# Now *that* was seriously wierd!!



## fenwoman (Apr 15, 2008)

I was outside this morning splitting a couple of logs for the rayburn, using the new log splitter thing my son got me to make it easier.
Anyway, I'd just stopped for a break when I heard a thump on the scullery roof. I looked up to find Sam, one of my ferrets. He was all wet and manky and the loudness of the thump and his condition, told me that he'd actually come off the main house roof some 6 foot above the scullery roof. It's seemed he'd been in the guttering. The thing is. How did he get onto the roof of my cottage?????:gasp:
I got the stepladder and called him to me and he came right away. I checked him over and found him unharmed so I took him back indoors and upstairs. I let my ferrets out every morning and they have the run of the upstairs. They have a fab time chasing each other, getting on and in my bed and playing under the duvet. Both of the upstairs windows were closed and neither gives access to the main roof in any case so I am still completely baffled as to how he got up onto the roof. Unless he got down onto the roof.:idea:
The stairs door was open and I know that both ferrets like to come downstairs if they can. I always close the door as they knock all my plants off the windowsill and make a mess. However, Lupin, the upstairs cat, can operate the latch and open the door so I surmise this is what she did. Now, the only way out of this room, up to the roof is.........................................up the chimney:gasp:
However, he wasn't sooty at all. But then I rarely light the living room fire and swept it a month or so ago. There is a fireplace in the study upstairs but that is capped off . So, it really looks as though Sam had gone exploring, had actually climbed the brickwork in the chimney, all the way to the top, got onto the roof and ran about in the gutters before spotting me by the scullery, splitting logs, so dropped from the gutter, onto the roof to get to me and safety. When I think of what could have happened, my blood goes cold. Had h e come out of one chimney pot and gone down the other, he'd have gone all the way down behind the rayburn and I'd never have found him. Otherwise he might have gone around the guttering and fallen from the full roof height onto next doors concrete patio and been killed. Or jumped onto the sloping roof beneath my (closed) bedroom window and from there, into my garden or next door's garden and disappeared forever.
Thank goodness I play with them and have a bond with them. He must have been very scared and realised that mummy means safety.
Thank goodness I'm blonde as the grey hairs don't show as much and my lot are giving me more every day.


----------



## sarahc (Jan 7, 2009)

*ferrets in a pickle*

They get everywhere.I lost one and eventually scratching noises alerted me to the fact it had gone under the stairs and fell several feet through a hole in the floor boards.I lowered a string bag attached to a couple of dog leads through the hole and shone a torch down.When the ferret went on the bag I reeled it in,I was desperate that the ferret didn't vacate the bag.It hung on tight though and was winched to safty.Don't you find they are completely void of a sense of danger?


----------



## enola69 (Aug 27, 2008)

i was thinking chimney as I read the first bit. Is there a way you can block it off while you dont use it? I know my gran stuffs an old blanket up her chinmey as she does not use it. 

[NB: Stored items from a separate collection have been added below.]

Issue #184, opened 2024-08-22
After upgrading from version 0.1.1 to the latest version, the model download from Ollama has failed


Finenyaco:
**Describe the bug**

After upgrading from version 0.1.1 to the latest version, the model download from Ollama has failed.

**Steps to reproduce**

1. Install GPUStack version 0.1.1.
2. Upgrade to the main branch of GPUStack.
3. Download the model from the Ollama repository.

**Result**

1. Failed to download a new model. `Failed to download model: 'OllamaLibraryDownloader' object has no attribute '_registry_url'`
<img width="2074" alt="image" src="https://github.com/user-attachments/assets/8bea76a9-d560-4275-a73e-59200527699c">

**Expected behavior**

**Environment**

- GPUStack version: main(0c2cae7)
- OS: Windows 11
- GPU: NVIDIA GeForce RTX 4090

**Additional context**

Finenyaco:
Uninstalling GPUStack and then reinstalling the latest version will also encounter this issue.

Finenyaco:
Encountering this issue is due to installing GPUStack with the --config-file option, where if `ollama_library_base_url` is not configured, the default value does not take effect, which is similar to issue https://github.com/gpustack/gpustack/issues/142

Finenyaco:
**Environment**
- GPUStack version: main(6b312f3)
- UI version: 76444f2

**Test Result:** pass

Issue #142, opened 2024-08-06
When launching with a configuration file, the default value for system_reserved does not take effect


Finenyaco:
**Describe the bug**

When launching with a configuration file, the default value for system_reserved does not take effect.

**Steps to reproduce**

1. Run GPUStack with the configuration file to set parameters:
```
Invoke-Expression "& {$((New-Object System.Net.WebClient).DownloadString('https://raw.githubusercontent.com/gpustack/gpustack/main/install.ps1'))} --config-file 'C:\Users\seal\Documents\testdata\config.yaml'"
```

config file:
```
debug: true

port: 8080
token: "1234567890"
```

2. Go to Resource page and check the GET work api response.

**Result**

1. The default reserved resources for CPU and GPU memory are set to 0.

<img width="785" alt="image" src="https://github.com/user-attachments/assets/1f852777-0176-4a60-ae75-493243fe3ba4">

2. When running without a configuration file, the reserved resources default to 1G.

<img width="803" alt="image" src="https://github.com/user-attachments/assets/a54fa08b-5e40-44b7-8b15-59cdab9ae5c4">

**Expected behavior**

The default system_reserved should be 1G.

**Environment**

- GPUStack version: main (a7c8e86)
- OS: Windows 11
- GPU:  NVIDIA GeForce RTX 4090 24G 

**Additional context**

Finenyaco:
**Environment**
- GPUStack version: main(6b312f3)
- UI version: 76444f2
- OS: macOS 14.2.1
- GPU: Apple M2, 24G

**Test Result:** pass

PR #187, opened 2024-08-22
refactor: update start argument parsing

gitlawr:
1. move all defaults to config init so that we can have option priority CLI_ARGS > CONFIG_FILE
2. update enable-metrics to disable-metrics. There's no way to disable formerly.

Address: https://github.com/gpustack/gpustack/issues/184, https://github.com/gpustack/gpustack/issues/142


docs/cli-reference/start.md
```diff
@@ -68,7 +68,7 @@ ollama_library_base_url: https://registry.mycompany.com
 # Worker Options
 server_url: http://myserver
 worker_ip: 192.168.1.101
-enable_metrics: true
```
aiwantaozi, line 71: --enable-metrics in this file also need to update, line 40

gitlawr: Updated

aiwantaozi (approved):
LGTM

At least he is ok! The what ifs could have been horrible.


----------



## fenwoman (Apr 15, 2008)

enola69 said:


> i was thinking chimney as I read the first bit. Is there a way you can block it off while you dont use it? I know my gran stuffs an old blanket up her chinmey as she does not use it.
> 
> At least he is ok! The what ifs could have been horrible.

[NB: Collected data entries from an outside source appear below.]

PR #193, opened 2024-08-26
ci: update docker publish

gitlawr:
Problems:
- rc build fails
- main image always uses 0.1.0

Solutions:
Use built wheel package instead of pypi ones to build docker images


aiwantaozi (approved):
LGTM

 Sadly because it is like a small inglenook it'd need more than a blanket to block it off. I'm getting a woodburner installed in a month or so so hopefully that'll do it. But they shouldn't have been downstairs in the first place. I'm going to have to put a latch on the door so the cat can't open it, then I won't have to worry about ferrets up chimneys.


----------



## enola69 (Aug 27, 2008)

I have visions of you having to stuff a whole bed up there!!

Pretty lucky ferret tho!


----------



## fenwoman (Apr 15, 2008)

enola69 said:


> I have visions of you having to stuff a whole bed up there!!
> 
> Pretty lucky ferret tho!


 Lucky ferret and lucky too that I'd decided to split logs by the scullery and not across the yard like I usually do.


----------



## fenwoman (Apr 15, 2008)

I was outside doinmg the goats and my hands were cold so I went upstairs to get some gloves. It struck me that it was awfully quiet up there given that Sam and Alex (the ferrets) were loose. I called them, and no little white faces peered around anything. I felt sick as I just knew where they were. I flew down the stairs and outside, and looked up, and there they were, 2 fat ferrets running around in the gutter. They were scared and looking for a way to escape. Kept looking down and realising that it was a long drop. I didn't call them nor make a sound as I didn't want them to try to get to me and fall. I shot down the path and dragged out my big ladders. I extended them and shoved them up the wall and with shaking knees, climbed up and up. I then realised that there is no way to get 2 squirmy ferrets, plus me, down the ladder again safely. I need both hands. So, standing 30 + feet up on wobbly ladder, I tucked my jumper into the top of my pants, and got first Alex and then Sam and shoved them down my jumoer and climbed back down again with them safe.
I went indoors and put them in their cage and then scratched my brains wondering how the fiddle they'd got out again because the stairs door had been closed. There is no way they could have used the parlour chimney after all. But, the sooty marks on my beige teeshirt under my jumper showed that they'd definately been up a chimney. There is only one other fireplace in the house and that's the boarded up one in the study. The one which had been capped off when I had the chimney stack rebuilt last year. I pulled some shelves away from the wall, and got down to peer at the wall and there it was. The boarding had been pulled away from the wall. Only a bit. A small enough gap for 2 naughty ferrets. 
So. Althought the top was all capped off and I only have 2 chimney pots, one for the kitchen with the rayburn and the other for the flue coming from the parlour, ir appears that there is some kind of hole or spur coming from the upstairs study fireplace flue and joining the parlour one. I have repaired it now though so no more scary escapades are possible. Blasted stink-weasels are giving my grey hairs, grey hair!:devil:


----------



## cpiggott22 (Apr 1, 2009)

Crikey, poor things! I can only imagine the terror I would feel at one of my pets being that high up, thank god you caught them both times. I have a fireplace in my bedroom which had to be promptly blocked up as my rats were convinced they wanted to climb up it. Bloody animals, the stress and worry they out us through. My degus managed to open the door on their old cage and I found one of them huddled in a nook next to the dog's bed...god knows what would have happened if the dog had realised the poor little man was there. Makes my blood run cold.


----------



## fenwoman (Apr 15, 2008)

cpiggott22 said:


> Crikey, poor things! I can only imagine the terror I would feel at one of my pets being that high up, thank god you caught them both times. I have a fireplace in my bedroom which had to be promptly blocked up as my rats were convinced they wanted to climb up it. Bloody animals, the stress and worry they out us through. My degus managed to open the door on their old cage and I found one of them huddled in a nook next to the dog's bed...god knows what would have happened if the dog had realised the poor little man was there. Makes my blood run cold.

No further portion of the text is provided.